>    "A multi-link subnet model should be avoided.  IETF working groups
>    using, or considering using, multi-link subnets today should
>    investigate moving to one of the other models."

Sure.  We knew about the problems and did investigate whether there were
other models.  RFC 4903 was good advice, indeed.  But, in the end,
divorcing the ephemeral link concept from the more permanent subnet was
the right way to run constrained node networks.

You will notice that many arguments in RFC 4903 are about limits of ND
classic.  So we fixed up ND for our purposes in RFC 6775.  (Some of that
may still flow back to "big" networks in the form of Efficient ND.)

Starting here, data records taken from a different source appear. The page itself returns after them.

PR #1680, opened 2026-04-20
Feature/sops

maisim:
Depends on https://github.com/pyinfra-dev/pyinfra/pull/1677

Add SOPS facts and operations, improve secrets docs
- SopsKey fact: reads a single key from a SOPS-encrypted file
- sops.set_key: idempotent set/remove of keys in SOPS files
- value=str, check fact before calling for bootstrap pattern
- improve secret_storage.md, add SOPS instructions

### DIFF
--- a/docs/examples/secret_storage.md
+++ b/docs/examples/secret_storage.md
@@ -3,11 +3,107 @@ orphan: true
 ---
 # Using Secrets in pyinfra
 
-Encrypting sensitive information can be achieved using Python packages such as [privy](https://pypi.org/project/privy/).
+## SOPS
+
+[SOPS](https://github.com/getsops/sops) encrypts individual values in JSON/YAML files using age or PGP keys. pyinfra includes built-in support via `facts.sops` and `operations.sops`.
+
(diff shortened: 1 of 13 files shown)


Fizzadar (commented):
Discussed briefly in the Matrix room - I think this would be best suited as a separate operation package `pyinfra-sops`/similar, the scope (writing encrypted secrets to remote host using sops) is very niche and doesn't align with other builtin operations.

Also noting that for most cases any secrets should be read in during inventory generation, rather than at execution.

Fizzadar:
@maisim if you do make this a package and added a pyinfra-metadata file it'd be possible to list on the main docs as well. (ex: https://github.com/pyinfra-dev/pyinfra/blob/3.x/pyinfra-metadata.toml)

maisim:
> @maisim if you do make this a package and added a pyinfra-metadata file it'd be possible to list on the main docs as well. (ex: https://github.com/pyinfra-dev/pyinfra/blob/3.x/pyinfra-metadata.toml)

I will do it asap, thanx

PR #1010, opened 2025-07-06
fix: fuzzy autocompletion with blink

seflue:
## Summary

This PR fixes fuzzy matching for blink.cmp in orgmode completion. Previously blink.cmp only did prefix matching like nvim-cmp, now it
actually uses its fuzzy matcher.

## Related Issues

Related #977 

## Changes

- Let blink.cmp get all completion results instead of pre-filtering them
- Added `filterText` field so blink.cmp knows what to fuzzy match against
- Fixed base extraction to not break completion context

## Checklist

I confirm that I have:

- [x] **Followed the
      `make test`.


kristijanhusak:
Unfortunately it's not that simple. The substring matching goes all the way down to the sources. It needs to be refactored so the context can be passed down, and internal sources can rely on the context value. I'll see if I can figure out something out at least for testing.

Issue #899, opened 2025-02-07
Folding is not respected when using `org_move_subtree_up` or `org_move_subtree_down`


lyz-code:
### Describe the bug

When moving headlines with those bindings the foldings are not respected

### Steps to reproduce

Using the next file as a base:

```
* heading 1
** subheading 2
** subheading 3
*** subsubheading 1
    text
**** subsubsubheading1
    text
```

- If you unfold the first level and use `org_move_subtree_up` on the `subheading 3`, it will move the headline but it will fold everything so that you only see `heading 1`
- If you show the folds below `subheading 3` (but not enough to see `subsubsubheading1`) and use `org_move_subtree_down`, then all folds are open:

![Image](https://github.com/user-attachments/assets/d47e8562-e07c-4f91-b864-ff8c70cb4b8d)

### Expected behavior

Folds are respected when moving headlines around

### Minimal init.lua

```lua
local tmp_dir = vim.env.TMPDIR or vim.env.TMP or vim.env.TEMP or "/tmp"
local nvim_root = tmp_dir .. "/nvim_orgmode"
local lazy_root = nvim_root .. "/lazy"
local lazypath = lazy_root .. "/lazy.nvim"

for _, name in ipairs({ "config", "data", "state", "cache" }) do
	vim.env[("XDG_%s_HOME"):format(name:upper())] = nvim_root .. "/" .. name
end

-- Install lazy.nvim if not already installed
if not vim.loop.fs_stat(lazypath) then
	vim.fn.system({
		"git",
		"clone",
		"--filter=blob:none",
		"https://github.com/folke/lazy.nvim.git",
		"--branch=stable", -- latest stable release
		lazypath,
	})
end
vim.opt.rtp:prepend(lazypath)

require("lazy").setup({
	{
		"nvim-orgmode/orgmode",
		event = "VeryLazy",
		ft = { "org" },
		config = function()
			require("orgmode").setup({
				org_agenda_files = {
					"*.org",
				},
			})
		end,
	},
}, {
	root = lazy_root,
	lockfile = nvim_root .. "/lazy.json",
	install = {
		missing = false,
	},
})

require("lazy").sync({
	wait = true,
	show = false,
})

```

### OS / Distro

Linux

### Neovim version/commit

0.10.4

kristijanhusak:
Does it set up folds correctly after you recalculate them after with `zx` ?
This is a common Neovim issue. When Things are moved around, recalculating folds is often necessary.

[...]

PR #1013, opened 2025-07-12
fix: avoid E490 when using `move_subtree_up` and `move_subtree_down`

MarkSverdlov:
## Summary
This PR contains two commits - the first fix inconsequentaial probable type regarding the cursor positioning after calling `move_subtree_up` and `move_subtree_down`. The second add additional condition to the end of these functions to ensure E490 Fold not found is not raised.

## Related Issues

Related #899 - I believe this issue is caused by the same underlying reason, of nvim failing to understand the updated fold structure after the rearranging of lines.

### commit MarkSverdlov/orgmode@5bfa7f3
Patch a bug where E490: No fold found is raised when executing `move_subtree_up` or `move_subtree_down` in some scenarios. A minimal example is:
```
* a
* b
** c
```
In that case, if `foldlevel=0` (i.e. `** c` isn't visible) and the cursor is on `* b`, then using `<leader>oK` may raise E490. This doesn't happen on the first execution of this function after loading the buffer, but does happen consistently on the next executions of the function.

The adds additional condition for the last part of these functions (the parts that conditionally calls `vim.fn.cmd([[norm!zc]])`), that checks whether the fold exists. This guarantees the problematic instruction won't be called in these scenarios.

It's important to note that this patch doesn't solve the underlying bug - the conditioned suite shouldn't be executed to begin with unless `foldclosed > -1`, which suggests that before the rearranging of lines, the predecessor of the offending line had a positive `foldlevel` (and the offending line should have too), but since nvim doesn't agree with it, this patch at least circumvent the red error message.

### Commit MarkSverdlov/orgmode@fdcfdca
This changes the column coordinate of the placement of the cursor after the rearranging of lines. Before, the column was `pos[2]`, which is the *line* number of the previous location. Now, the column coordinate is set to be `pos[3]` which is the *column* number of the previous position. This change is quite inconsequential, but it's an easy fix.

## Checklist

I confirm that I have:

- [x] **Followed the
      `make test`.

### DIFF
--- a/README.org
+++ b/README.org
@@ -198,5 +198,5 @@ issue.
 
 - [[https://github.com/dhruvasagar][@dhruvasagar]] and his [[https://github.com/dhruvasagar/vim-dotoo][vim-dotoo]] plugin
   that got me started using orgmode. Without him this plugin would not happen.
-- [[https://github.com/milisims][@milisims]] for writing a treesitter parser for org
+- [[https://github.com/emiasims][@emiasims]] for writing a treesitter parser for org
 - [[https://github.com/jceb/vim-orgmode][vim-orgmode]] for some parts of the code (mostly syntax)
--- a/docs/contributing.org
+++ b/docs/contributing.org
@@ -98,7 +98,7 @@ can be installed, and exit with a success message.
 :PROPERTIES:
 :CUSTOM_ID: parser
 :END:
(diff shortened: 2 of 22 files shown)


kristijanhusak (approved):
Thanks!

The other thing that we threw overboard was the fiction that you can
have multicast working in every subnet, at the same low expense of a
simple unicast packet.  We gave up on that and now have MPL
(draft-ietf-roll-trickle-mcast) as a (decidedly expensive) alternative,
with some changes in the service model.  (We may still get some more
traditional IP multicast back by using variants of the BIER model, see
e.g., draft-bergmann-bier-ccast.  But the parity of multicast with
unicast is not going to be restored.)

In summary, there were some changes, and some compromises, in the
architecture.  Still, the result is much more livable than the classic
MANET model combined with the Mobile-IP model.